Menschliche Entwicklung

Sicherheit und Menschenrechte am seidenen Faden

Eine Textilarbeiterin in Gazipur, Bangladesch (Foto: UN Photo/Kibae Park)

Über tausend Menschen starben im April beim Einsturz des achtstöckigen Rana Plaza-Fabrikgebäudes bei Dhaka in Bangladesch - die größte Industriekatastrophe in der Geschichte des Landes. Mit einem Abkommen für Gebäudesicherheit und Brandschutz sollen solche Katastrophen in Zukunft verhindert werden. Über 30 ausländische Unternehmen, darunter auch mehrere deutsche Ketten, haben zugesagt, das Abkommen zu unterzeichnen. Mehr als 1.000 Fabriken in Bangladesch sollen an dem Verbesserungsprogramm teilnehmen.

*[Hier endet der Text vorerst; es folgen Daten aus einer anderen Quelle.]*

PR #368, opened 2023-09-27
feat: Replace category select

Mitcheljager:
This PR replaces the multi select box for categories with a svelte component. The multi select is unpredictable and annoying to use. By using regular checkboxes we make the whole UX make clear, as you don't need to hold an additional button to select more categories. The checkboxes automatically limit themselves to 3 items, making the validation much simpler as well. Even if you didn't read can you only select 3, you will be forced to. The old validation is still in place in case someone tries to game the system.

category-select

### DIFF
--- a/app/javascript/src/components/form/LimitedCheckboxes.svelte
+++ b/app/javascript/src/components/form/LimitedCheckboxes.svelte
@@ -1,0 +1,39 @@
+<script>
+  export let name = "checkboxes"
+  export let categories = []
+  export let selected = []
+  export let limit = 3
+
+  /**
+   * Add the selected option to the list of selected options.
+   * If you select more than the given limit the first item will be replaced with the new one.
+   * E.g if you selected 1,2,3 and now add 4, the next order will be 2,3,4
+   * @param {boolean} checked The state of event checkbox
+   * @param {string} value The given value to be added to the selected array
+   */
+  function bind(checked, value) {
+    if (!checked) {
+      selected = selected?.filter(o => o !== value)
+      return
+    }
+
+    if (selected.length >= limit) selected = [...selected.slice(1), value]
+    else selected = [...selected, value]
+  }
+</script>
+
+<div class="well well--scrollable block br-1/2">
+  {#each categories as [label, value]}
+    <div class="checkbox">
+      <input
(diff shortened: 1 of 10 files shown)


netux:
Instead of the first-in first-out approach to limit the amount of categories you can select, how about disabling all checkboxes when the user has selected all 3 categories?

Mitcheljager:
@netux I thought about that, but that felt more annoying

netux:
How about giving the checkboxes label's `width: 100%`?
before
after

That way users can click anywhere inside the block to select an option.

Mitcheljager:
@netux Good idea!

app/javascript/src/components/form/LimitedCheckboxes.svelte
```diff
@@ -0,0 +1,54 @@
+<script>
+  export let name = "checkboxes"
+  export let categories = []
```
netux, line 3: Since this component is meant to be generic, this could probably be renamed to something like `items`

netux (approved):
Frontend looks good to me.

app/javascript/src/components/form/LimitedCheckboxes.svelte
Mitcheljager: Ah for sure!

netux:
One issue: deselecting all categories doesn't seem to work.

Mitcheljager:
@netux This was an issue before as well, and it's an underlying issue with how Rails handles empty inputs. On the positive side, that would be invalid anyway

netux:
> that would be invalid anyway

How is it invalid if you are never forced to set a category?


> it's an underlying issue with how Rails handles empty inputs

Hmm. Well, now that there is a \<LimitedCheckboxes> component, why not have a hidden checkbox that is checked when all checkboxes are disabled, and handling that on the backend?

Mitcheljager:
@netux That is exactly how it works, normally when you have a single checkbox a hidden field is added with a value of 0 that is used when the actual value is unchecked. But when it's an array that's can't be done, because then the value is part of the array. The same happens when you deselect all heroes or maps for example.
I don't want to fix that in this PR though, as it's not that easy.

Der Einsturz des Rana Plaza war der größte in einer Reihe von Unfällen in der Textilindustrie des Landes. Bei einem Feuer in der Tazreen-Fabrik waren im November 2012 über hundert Menschen ums Leben gekommen. Die Bekleidungsindustrie in Bangladesch beschäftigt geschätzte drei bis fünf Millionen Arbeitskräfte, die meisten davon Frauen, und viele von ihnen im informellen Sektor. Neben ausbeuterischen Arbeitsbedingungen wurden immer wieder Sicherheitsmängel in bangladeschischen Betrieben beklagt.

Nun sieht das neue, rechtlich bindende Sicherheitsabkommen unabhängige Sicherheitsinspektionen vor, verpflichtende Reparaturen und Renovierungen, Trainingsprogramme für Arbeiterinnen und Arbeiter sowie Möglichkeiten für Handelsketten, Geschäftsbeziehungen mit den Fabriken zu beenden, wenn sie notwendige Sicherheitsmaßnahmen ablehnen. Ein Plan zur Umsetzung soll innerhalb von 45 Tagen nach Unterzeichnung erarbeitet werden.

Die Kampagne für saubere Kleidung bewertet das Abkommen als einen "Meilenstein für die bangladeschische Bekleidungsindustrie". Es sei transparent und praxisorientiert und werde von allen relevanten Interessensgruppen in Bangladesch unterstützt. "Das Abkommen sieht für die Beschäftigten und ihre lokalen Gewerkschaften zentrale Funktionen vor und beteiligt die Unternehmen finanziell an den Sanierungen der Fabriken", erklärt Frauke Banse von der Kampagne für saubere Kleidung. Das Abkommen garantiert Arbeiterinnen und Arbeitern auch das Recht, gefährliche Arbeit zu verweigern, wie es die ILO-Konvention 155 vorsieht.

ILO-Delegation in Bangladesch

Auch die Internationale Arbeitsorganisation (ILO) begrüßte das Sicherheitsabkommen sowie die Unterstützung durch internationale Gewerkschaften, Markenanbieter und Einzelhändler. Vom 1. bis 4. Mai hatte eine hochrangige ILO-Delegation Bangladesch besucht, um mit der Regierung und den Sozialpartnern des Landes sowie weiteren Interessengruppen über notwendige Maßnahmen zur Verhinderung weiterer Katastrophen zu diskutieren.